◆ **THE DATA**:
PR #459, opened 2022-02-09
Added `qute.templates.languageMismatch` to avoid reuse of `quarkus.tools.propertiesLanguageMismatch`

### LINKED ISSUE #457: Don't  reuse quarkus.tools.propertiesLanguageMismatch for Qute
When we force the languageId for Qute templates, we should not reuse `"quarkus.tools.propertiesLanguageMismatch": "forceQuarkus",`, but have a dedicated `"qute.templates.languageMismatch": "forceQute",`

AlexXuChen:
Added `qute.templates.languageMismatch` to avoid reuse of `quarkus.tools.propertiesLanguageMismatch`.

All pop-ups and setting configurations are now Qute specific:
Screenshot from 2022-02-09 15-53-54
Screenshot from 2022-02-09 15-54-05
Screenshot from 2022-02-09 15-54-36

Fixes #457 

### DIFF
--- a/package.json
+++ b/package.json
@@ -207,16 +207,32 @@
           "type": "string",
           "enum": [
             "ignore",
-            "forceQuarkus",
+            "force",
             "prompt"
           ],
           "enumDescriptions": [
-            "ignore language mismatch for Quarkus properties",
+            "Ignore language mismatch for Quarkus properties",
             "Automatically correct the language for mismatched Quarkus properties",
             "Prompt correcting the language for mismatched Quarkus properties"
           ],
-          "default": "forceQuarkus",
+          "default": "force",
           "description": "Action performed when detected Quarkus properties have an incorrect language.",
+          "scope": "window"
+        },
+        "qute.templates.languageMismatch": {
+          "type": "string",
+          "enum": [
+            "ignore",
+            "force",
+            "prompt"
+          ],
+          "enumDescriptions": [
+            "Ignore language mismatch for Qute templates",
+            "Automatically correct the language for mismatched Qute templates",
+            "Prompt correcting the language for mismatched Qute templates"
+          ],
+          "default": "force",
+          "description": "Action performed when detected Qute templates have an incorrect language.",
           "scope": "window"
         },
         "qute.trace.server": {
--- a/src/extension.ts
+++ b/src/extension.ts
@@ -17,11 +17,12 @@ import * as path from 'path';
 import { commands, ConfigurationChangeEvent, Disposable, ExtensionContext, extensions, languages, Terminal, TextDocument, window, workspace } from 'vscode';
 import { registerVSCodeCommands } from './commands/registerCommands';
 import { ProjectLabelInfo } from './definitions/ProjectLabelInfo';
-import { PropertiesLanguageMismatch, QuarkusConfig } from './QuarkusConfig';
+import { QuarkusPropertiesLanguageMismatch, QuarkusConfig } from './QuarkusConfig';
 import { QuarkusContext } from './QuarkusContext';
 import quarkusProjectListener from './QuarkusProjectListener';
 import { connectToQuteLS } from './qute/languageServer/client';
 import { terminalCommandRunner } from './terminal/terminalCommandRunner';
+import { tryToForceLanguageId } from './utils/languageMismatch';
 import { JAVA_EXTENSION_ID } from './utils/requestStandardMode';
 import { initTelemetryService } from './utils/telemetryUtils';
 import { WelcomeWebview } from './webviews/WelcomeWebview';
@@ -51,13 +52,13 @@ export async function activate(context: ExtensionContext) {
 
   // When extension is started, loop for each text documents which are opened to update their language ID.
   workspace.textDocuments.forEach(document => {
-    updateLanguageId(document, false);
+    updateLanguageId(context, document, false);
   });
   // When a text document is opened, update their language ID.
   context.subscriptions.push(
     workspace.onDidOpenTextDocument(async (document) => {
       if (!(document.uri.scheme === 'git')) {
-        await updateLanguageId(document, true);
+        await updateLanguageId(context, document, true);
       }
     })
   );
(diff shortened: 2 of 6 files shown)


src/qute/commands/registerCommands.ts
```diff
@@ -104,6 +112,92 @@ function getSettingsValue(value: any, section: string) {
   }
 }
 
+const LANGUAGE_MAP = new Map<string, string>([
+  [".html", "qute-html"],
```
fbricon, line 231: add .htm and .yml

package.json
```diff
@@ -209,6 +209,22 @@
...
         },
+        "qute.templates.languageMismatch": {
+          "type": "string",
+          "enum": [
+            "ignore",
+            "forceQute",
+            "prompt"
+          ],
+          "enumDescriptions": [
+            "ignore language mismatch for Qute templates",
```
fbricon: Ignore

fbricon:
still draft?

AlexXuChen:
> still draft?

We wanted to move the shared functionality between Qute and Quarkus to a shared utils file. If you think it's better that we do that in a separate pr, I can create a separate issue and merge this one.

AlexXuChen:
There is also this existing issue related to `quarkus.tools.propertiesLanguageMismatch`: https://github.com/redhat-developer/vscode-quarkus/pull/455#issuecomment-1036734047

src/qute/commands/registerCommands.ts
```diff
@@ -104,6 +112,94 @@ function getSettingsValue(value: any, section: string) {
...
+  // Get project label information for the given file URI
+  const labelInfo = ProjectLabelInfo.getProjectLabelInfo(document.uri.toString());
+  return labelInfo.then(l => {
+    if (l.isQuarkusProject()) {
+      if (propertiesLanguageMismatch === QuteTemplateLanguageMismatch.prompt) {
+        const YES = "Yes", NO = "No";
+        const response: Thenable<string> = window.showInformationMessage(`The language ID for '${fileName}' must be '${languageId}' to receive Qute support. Set the language ID to '${languageId}?'`, YES, NO);
+        response.then(result => {
+          if (result === YES) {
+            // The application.properties file belong to a Quarkus project, force to the quarkus-properties language
```
fbricon: not an application.properties

src/qute/commands/registerCommands.ts
```diff
@@ -104,6 +112,94 @@ function getSettingsValue(value: any, section: string) {
...
+            languages.setTextDocumentLanguage(document, languageId);
+          }
+        });
+      } else {
+        // The application.properties file belong to a Quarkus project, force to the quarkus-properties language
```
fbricon: not an application.properties

src/qute/commands/registerCommands.ts
```diff
@@ -104,6 +112,94 @@ function getSettingsValue(value: any, section: string) {
...
+
+/**
+ * Update the language ID to a supported Qute language id if needed.
+ *
+ * @param document the text document.
+ * @param onExtensionLoad if the user manually changed the language id.
+ */
+ async function updateQuteLanguageId(context: ExtensionContext, document: TextDocument, onExtensionLoad: boolean) {
+  const propertiesLanguageMismatch: QuteTemplateLanguageMismatch = QuteSettings.getQuteTemplatesLanguageMismatch();
+  if (propertiesLanguageMismatch === QuteTemplateLanguageMismatch.ignore) {
```
fbricon: || document.languageId.startsWith('qute-') // the language ID is already qute-* do nothing.

to fix https://github.com/redhat-developer/vscode-quarkus/pull/455#issuecomment-1036734047

src/utils/languageMismatch.ts
```diff
@@ -0,0 +1,74 @@
...
+  }
+
+  static saveToConfig<T>(configName: string, value: T): Thenable<void> {
+    return workspace.getConfiguration().update(configName, value, ConfigurationTarget.Global);
+  }
+}
+
+enum LanguageMismatchOption {
+  ignore = "ignore",
+  force = "force",
```
AlexXuChen: Renamed option to `force` for consistency in both Qute and Quarkus language mismatch

package.json
```diff
@@ -207,18 +207,34 @@
           "type": "string",
           "enum": [
             "ignore",
-            "forceQuarkus",
```
fbricon, line 210: what happens if you already had `forceQuarkus` set?

fbricon: well the good news is unknown values are considered `force`, since the code doesn't check it, so, no regression there; the bad news is unknown values are considered `force`, since the code doesn't check it, so, not great.

fbricon:
So looks like when we reopen vscode, if a qute template was opened previously, it no longer is forced to a qute-* language on startup.

AlexXuChen:
> So looks like when we reopen vscode, if a qute template was opened previously, it no longer is forced to a qute-* language on startup.

Is this a file with an extension without `qute-` (i.e. `a.html` not `a.qute-html`)? It's possible that this issue is existing, since the non-qute extensions aren't included in the activation event: https://github.com/redhat-developer/vscode-quarkus/blob/44469274c7d09b3795485e563550de8116b8c733/package.json#L36-L51 because I believe I've seen similar behaviour before.

fbricon:
I double-checked, it works properly in master. If you had an opened src/main/resources/templates/foo.html before restart, on restart, once the quarkus extension is activated, the languageId is automatically switched to qute-html

package.json
AlexXuChen: Could you be a bit more specific? Are you saying that now it's attempting to force non-qute supported languages as well?

rgrunber:
> I double-checked, it works properly in master. If you had an opened src/main/resources/templates/foo.html before restart, on restart, once the quarkus extension is activated, the languageId is automatically switched to qute-html

I see the same thing with this change though. I have `qute.templates.languageMismatch` set to `force` and once I manually activate Quarkus (eg. open some Java file), the `languageId` for the template .html file always gets set to qute-html. Am I missing something here ? It looks like it's working correctly.

AlexXuChen:
> I double-checked, it works properly in master. If you had an opened src/main/resources/templates/foo.html before restart, on restart, once the quarkus extension is activated, the languageId is automatically switched to qute-html

I see the same thing as Roland, where this is working on this change; once the Quarkus extension has started. The thing is that the Quarkus extension doesn't start if the open editor is not a `qute-*` extension, so the force won't occur.

AlexXuChen:
However, I do see an issue on text editor change, where if the Quarkus extension starts and a qute supported file is open, switching to it won't force the languageId, but reopening it will. We just need to add a text editor change event.
updatelanguageid

src/qute/commands/registerCommands.ts
```diff
@@ -17,6 +19,11 @@ export function registerVSCodeQuteCommands(context: ExtensionContext) {
   registerJavaDefinitionCommand(context);
   registerConfigurationUpdateCommand(context);
   registerQuteValidationToggleCommand(context);
+  context.subscriptions.push(
+    workspace.onDidOpenTextDocument((document) => {
+      updateQuteLanguageId(context, document, true);
```
rgrunber: I think it would be worth it to surround the update with :

```
if (!(document.uri.scheme === 'git')) {
...
}
```

like we do at https://github.com/redhat-developer/vscode-quarkus/blob/master/src/extension.ts#L59 .

src/qute/commands/registerCommands.ts
```diff
@@ -17,6 +19,11 @@ export function registerVSCodeQuteCommands(context: ExtensionContext) {
   registerJavaDefinitionCommand(context);
   registerConfigurationUpdateCommand(context);
   registerQuteValidationToggleCommand(context);
+  context.subscriptions.push(
```
angelozerr, line 22: To fix the issue from @fbricon (when vscode starts with one HTML file opened), please add

```ts
// When extension is started, loop for each text documents which are opened to update their language ID.
  workspace.textDocuments.forEach(document => {
    updateQuteLanguageId(context, document, false);
  });
```

exactly like application.properties file.

fbricon: yup; see https://github.com/redhat-developer/vscode-quarkus/blob/44469274c7d09b3795485e563550de8116b8c733/src/extension.ts#L53-L55

src/extension.ts
```diff
@@ -84,80 +85,18 @@ function displayWelcomePageIfNeeded(context: ExtensionContext): void {
...
  * Update if required the language ID to 'quarkus-properties' if needed.
  *
+ * @param context the extension context
  * @param document the text document.
  * @param onExtensionLoad if the user manually changed the language id.
  */
-async function updateLanguageId(document: TextDocument, onExtensionLoad: boolean) {
-  const propertiesLanguageMismatch: PropertiesLanguageMismatch = QuarkusConfig.getPropertiesLanguageMismatch();
-  if (propertiesLanguageMismatch === PropertiesLanguageMismatch.ignore) {
+async function updateLanguageId(context: ExtensionContext, document: TextDocument, onExtensionLoad: boolean) {
```
fbricon, line 97: should also handle qute templates

src/qute/commands/registerCommands.ts
AlexXuChen: This does the same thing as an active text editor listener, so I believe we can leave out the text editor listener and go with this (since this is only an edge case on Quarkus extension start)

src/extension.ts
AlexXuChen: There is already support for Qute templates, I simply moved it to where we have all our Qute logic

src/qute/languageServer/settings.ts
```diff
@@ -17,4 +19,20 @@ export namespace QuteSettings {
...
+
+  /**
+   * Action performed when detected Qute templates have an incorrect language.
+   */
+  export const QUTE_TEMPLATES_LANGUAGE_MISMATCH = "qute.templates.languageMismatch";
+
+  /**
+   * Flag for enabling forcing Qute language id setting
+   */
+  export const QUTE_OVERRIDE_LANGUAGE_ID = 'qute.templates.override.languageId.ttttt';
```
rgrunber: This shouldn't be here right ?

AlexXuChen: Ah sorry I was testing the flag

AlexXuChen: Keep forgetting to change it back

src/qute/commands/registerCommands.ts
```diff
@@ -214,6 +227,42 @@ function getSettingsValue(value: any, section: string, editType: ConfigurationIt
...
+ */
+ async function updateQuteLanguageId(context: ExtensionContext, document: TextDocument, onExtensionLoad: boolean) {
+  const propertiesLanguageMismatch: QuteTemplateLanguageMismatch = QuteSettings.getQuteTemplatesLanguageMismatch();
+  // Check if the setting is set to ignore or if the language ID is already set to Qute
+  if (propertiesLanguageMismatch === QuteTemplateLanguageMismatch.ignore || document.languageId.startsWith('qute-')) {
+    // Do nothing
+    return;
+  }
+  const fileName: string = path.basename(document.fileName);
+  if (document.fileName.includes(`resources${path.sep}templates${path.sep}`)) {
```
angelozerr, line 254: When a HTML file comes from JAR, the document.fileName looks like this `\\templates\\tags\\ifError.html`, it should be really nice if you could support that too.

AlexXuChen: If you're referring to a supported file extension that is nested in a directory within `resources/templates`, this is already supported:
nestedtemplatelanguagesupport

angelozerr: No I speak about html file hosted in a JAR. Please ignore my comment we will fix that in an another PR

rgrunber:
I've tried out maintaining an open `.html` file and activating the extension. It's working correctly for me now. I think this is ready to merge.

fbricon:
Works fine now, thanks @AlexXuChen!

PR #461, opened 2022-02-10
Use embedded JRE from redhat.java to launch Qute language server.

rgrunber:
- Create helper method getJavaExtensionAPI so that it may be reused
- Use 'redhat.java' embedded JRE through RequirementsData from its
  ExtensionAPI
- Adjust README with new requirements


fbricon:
thanks @rgrunber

◆ **REQUIREMENT**:
Which lines of the data hold the string "merge"? Return each of them.

◆ **ANSWER**:
We wanted to move the shared functionality between Qute and Quarkus to a shared utils file. If you think it's better that we do that in a separate pr, I can create a separate issue and merge this one.
I've tried out maintaining an open `.html` file and activating the extension. It's working correctly for me now. I think this is ready to merge.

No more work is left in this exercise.